Exercise —
Up through the line that contains "Here's a a gather", retype the entries exactly, beginning at the very first line.
··· Data to process ···
PR #251, opened 2024-04-18
Replace pull_request_target workflow with two workflows that upload/download an artifact.

dblock:
### Description

When we use `pull_request_target` we check out code that has potentially been modified by the requester, which isn't safe. This PR replaces the workflow with something inspired by https://securitylab.github.com/research/github-actions-preventing-pwn-requests/ - a gather step and a comment step that use an artifact to pass information between them.

Here's a a gather workflow that produces the artifact: https://github.com/dblock/opensearch-api-specification/actions/runs/8740901986
Here's a comment workflow that uses it: https://github.com/dblock/opensearch-api-specification/actions/runs/8740884453

### DIFF
--- a/.github/workflows/coverage-comment.yml
+++ b/.github/workflows/coverage-comment.yml
@@ -14,28 +14,11 @@ jobs:
       github.event.workflow_run.conclusion == 'success'
     steps:
       - name: Download Coverage Report
-        uses: actions/github-script@v3.1.0
+        uses: actions/download-artifact@v4
         with:
-          script: |
-            var artifacts = await github.actions.listWorkflowRunArtifacts({
-               owner: context.repo.owner,
-               repo: context.repo.repo,
-               run_id: ${{github.event.workflow_run.id }},
-            });
-            var matchArtifact = artifacts.data.artifacts.filter((artifact) => {
-              return artifact.name == "coverage"
-            })[0];
-            var download = await github.actions.downloadArtifact({
-               owner: context.repo.owner,
-               repo: context.repo.repo,
-               artifact_id: matchArtifact.id,
-               archive_format: 'zip',
-            });
-            var fs = require('fs');
-            fs.writeFileSync('${{github.workspace}}/coverage.zip', Buffer.from(download.data));
-      - run: |
-            unzip coverage.zip
-            cat coverage.json
+          github-token: ${{ secrets.GITHUB_TOKEN }}
+          name: coverage
+          run-id: ${{ github.event.workflow_run.id }}
 
       - name: 'Comment on PR'
         uses: actions/github-script@v3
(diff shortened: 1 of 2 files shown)


.github/workflows/coverage-gather.yml
```diff
@@ -50,14 +48,15 @@ jobs:
...
+          {
+            "pull_request":${{ github.event.number }},
+            "current":$current,
+            "total":$total,
+            "percent":$percent
+          }
           EOL
-      - uses: peter-evans/create-or-update-comment@v4
-        if: github.event_name == 'pull_request_target'
+      - uses: actions/upload-artifact@v2
```
Xtansia, line 59: `actions/upload-artifact@v2` is set to be deprecated, `v4` is the latest: https://github.blog/changelog/2024-04-16-deprecation-notice-v3-of-the-artifact-actions/

.github/workflows/coverage-comment.yml
```diff
@@ -0,0 +1,53 @@
...
+               owner: context.repo.owner,
+               repo: context.repo.repo,
+               artifact_id: matchArtifact.id,
+               archive_format: 'zip',
+            });
+            var fs = require('fs');
+            fs.writeFileSync('${{github.workspace}}/coverage.zip', Buffer.from(download.data));
+      - run: |
+            unzip coverage.zip
+            cat coverage.json
```
Xtansia, line 38: `actions/download-artifact@v4` now supports downloading artifacts from other workflow runs: https://github.com/actions/download-artifact?tab=readme-ov-file#download-artifacts-from-other-workflow-runs-or-repositories

Xtansia (changes requested):

.github/workflows/coverage-comment.yml
dblock: Updated. This is much nicer.

Successful comment run: https://github.com/dblock/opensearch-api-specification/actions/runs/8752961841
Comment on: https://github.com/dblock/opensearch-api-specification/pull/5

dblock:
Also https://code.dblock.org/2024/04/19/commenting-on-pull-requests-in-github-actions.html.

.github/workflows/coverage-comment.yml
```diff
@@ -0,0 +1,36 @@
...
+          name: coverage
+          run-id: ${{ github.event.workflow_run.id }}
+
+      - name: 'Comment on PR'
+        uses: actions/github-script@v3
+        with:
+          github-token: ${{ secrets.GITHUB_TOKEN }}
+          script: |
+            const fs = require('fs');
+            var data = JSON.parse(fs.readFileSync('./coverage.json'));
```
nhtruong, line 29: nit: avoid declaring a variable with `var`, as you MIGHT overwrite `var data` declared else where use `const` in this case instead.

Xtansia (approved):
···
The answer —
PR #251, opened 2024-04-18
Replace pull_request_target workflow with two workflows that upload/download an artifact.

dblock:
### Description

When we use `pull_request_target` we check out code that has potentially been modified by the requester, which isn't safe. This PR replaces the workflow with something inspired by https://securitylab.github.com/research/github-actions-preventing-pwn-requests/ - a gather step and a comment step that use an artifact to pass information between them.

Here's a a gather workflow that produces the artifact: https://github.com/dblock/opensearch-api-specification/actions/runs/8740901986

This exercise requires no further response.